通过发布文献求助，成功后即可免费获取论文全文。去求助

来源期刊

Signal Processing-Image Communication 工程技术-工程：电子与电气

CiteScore

8.40

自引率

2.90%

发文量

138

审稿时长

5.2 months

期刊介绍： Signal Processing: Image Communication is an international journal for the development of the theory and practice of image communication. Its primary objectives are the following: To present a forum for the advancement of theory and practice of image communication. To stimulate cross-fertilization between areas similar in nature which have traditionally been separated, for example, various aspects of visual communications and information systems. To contribute to a rapid information exchange between the industrial and academic environments. The editorial policy and the technical content of the journal are the responsibility of the Editor-in-Chief, the Area Editors and the Advisory Editors. The Journal is self-supporting from subscription income and contains a minimum amount of advertisements.
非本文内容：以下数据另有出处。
PR #320, opened 2026-09-09
fix(telemetry): merge SDK resource attrs into pre-installed MeterProvider

jeanscherf:
## Problem

Reported: `sap.internal_sdk.version` and `sap.cloud_sdk.name` were missing from **metrics** when OTel auto-instrumentation was active, even though they appeared correctly on traces and logs.

Root cause: when the OTel auto-instrumentation wrapper installs a `MeterProvider` before `auto_instrument()` is called, `metrics.set_meter_provider()` is a silent no-op (`WARNING: Overriding of current MeterProvider is not allowed`). The new provider with our resource attributes is created but never registered, so the global provider (owned by the wrapper) never gets our attributes.

Traces and logs already had a fix for this — they detect the pre-installed provider and merge resource attributes into it. Metrics had no equivalent.

## Fix

Mirror the log/trace pattern: at `_setup_meter_provider()` time, check if an SDK `MeterProvider` is already set globally. If so, merge our resource attributes into it instead of trying to create a new one.

`SdkConfiguration` (which stores the resource) is a dataclass, so `_sdk_config.resource` is mutable in-place. `_measurement_consumer` holds a reference to the same object, so it sees the update automatically — no additional patching needed.

## Tests

- `TestMergeSdkResourceIntoMeterProvider` — unit tests for the merge function itself (resource update, measurement consumer sees it, SDK attrs win on collision)
- `TestSetupMeterProvider.test_reuses_existing_sdk_meter_provider` — verifies merge path is taken and `set_meter_provider` is not called again
- `TestSetupMeterProvider.test_existing_provider_no_new_reader` — verifies no extra `PeriodicExportingMetricReader` is created on the reuse path

### DIFF
--- a/pyproject.toml
+++ b/pyproject.toml
@@ -1,6 +1,6 @@
 [project]
 name = "sap-cloud-sdk"
-version = "0.52.0"
+version = "0.52.1"
 description = "SAP Cloud SDK for Python"
 readme = "README.md"
 license = "Apache-2.0"
--- a/src/sap_cloud_sdk/core/telemetry/_provider.py
+++ b/src/sap_cloud_sdk/core/telemetry/_provider.py
@@ -30,14 +30,14 @@ from opentelemetry.sdk.metrics import (
     ObservableUpDownCounter,
     UpDownCounter,
 )
-
-# Stable reference for isinstance checks — not overwritten when tests patch MeterProvider
-_SDKMeterProvider = MeterProvider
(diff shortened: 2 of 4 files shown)


NicoleMGomes (dismissed):

ArthurTonial (approved):

ArthurTonial (approved):
Image

PR #322, opened 2026-09-09
perf(agentgateway): parallelize LoB MCP tool listing across fragments

### LINKED ISSUE #301: Parallelize fragment connections inside list_mcp_tools so all fragments are handled concurrently
### Describe the Problem

Saw some changes being made for `list_mcp_tools`:
- https://github.com/SAP/cloud-sdk-python/releases/tag/v0.41.0
- https://github.com/SAP/cloud-sdk-python/issues/178

From my understanding `list_mcp_tools()` fetches the registered MCP fragments sequentially.
That means fetch time scales with the number of such fragments.
> N fragments x ~3s ( equals ~44 seconds for N=14 for example)

### Propose a Solution

Parallelizing these fragment fetches could further improve performance, especially when there is no cache yet.
Fetch time would not scale with the number of MCP fragments.

### Describe Alternatives

_No response_

### Affected Development Phase

Getting Started

### Impact

No Impact

### Timeline

_No response_

wangzhengzhuo05:
Fixes #301

## What / Why

`get_mcp_tools_lob` fetched MCP tools from destination fragments **sequentially** — N fragments × ~3s network round-trip each. Concurrent fetching makes total time ~max(fragment time) instead of the sum (e.g. 14 fragments ≈ 3s instead of ≈44s).

## How

- Replaced the sequential `for fragment ... await list_server_tools` loop with `asyncio.gather(*coros, return_exceptions=True)`.
- URL-missing fragments are still skipped (with warning) at scheduling time; failing fragments are isolated via `return_exceptions=True` + `_log_mcp_server_error` — same continuation semantics as before.
- Results are zipped back in fragment order (gather returns in input order), so tool ordering is unchanged.
- Pre-fetch ORD filter, post-fetch names filter, and logging are untouched.

## Tests

- `test_lists_fragments_concurrently`: 3 fragments × 0.05s sleeps complete in < 2× per-call (sequential would be 3×). **Mutation check**: reverting to a sequential loop makes this test fail (verified).
- `test_failure_in_one_fragment_does_not_fail_others`: 2nd fragment raises; other fragments' tools still returned.
- `test_preserves_fragment_order`: completion order is inverted via varied latencies; returned tools still follow fragment order.

Local: 168 passed (test_lob + test_agw_client + test_customer).

### AI-generated code disclosure

This change was implemented with the assistance of AI (OpenCode + muse-spark) and reviewed by a human maintainer process; per SAP GenAI guidelines the code has been verified for correctness, security, and license compatibility.

### DIFF
--- a/src/sap_cloud_sdk/agentgateway/_lob.py
+++ b/src/sap_cloud_sdk/agentgateway/_lob.py
@@ -450,6 +450,7 @@ async def get_mcp_tools_lob(
             in ord_ids_set
         ]
 
+    pending: list[tuple[str, str]] = []
     for fragment in fragments:
         fragment_name = fragment.name
         mcp_url = fragment.properties.get("URL") or fragment.properties.get("url")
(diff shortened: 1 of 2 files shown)


wangzhengzhuo05:
Closing this to keep the tracker clean \u2014 it has been sitting without review for several days. This is no reflection on the change itself: the fix and its local verification still stand. If the issue is still present and you would like the patch revisited, say the word and I will rebase it onto current main and re-open. Thanks for your time.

Advertisements are subject to the prior approval of the Editor-in-Chief. The journal welcomes contributions from every country in the world. Signal Processing: Image Communication publishes articles relating to aspects of the design, implementation and use of image communication systems. The journal features original research work, tutorial and review articles, and accounts of practical developments. Subjects of interest include image/video coding, 3D video representations and compression, 3D graphics and animation compression, HDTV and 3DTV systems, video adaptation, video over IP, peer-to-peer video networking, interactive visual communication, multi-user video conferencing, wireless video broadcasting and communication, visual surveillance, 2D and 3D image/video quality measures, pre/post processing, video restoration and super-resolution, multi-camera video analysis, motion analysis, content-based image/video indexing and retrieval, face and gesture processing, video synthesis, 2D and 3D image/video acquisition and display technologies, architectures for image/video processing and communication.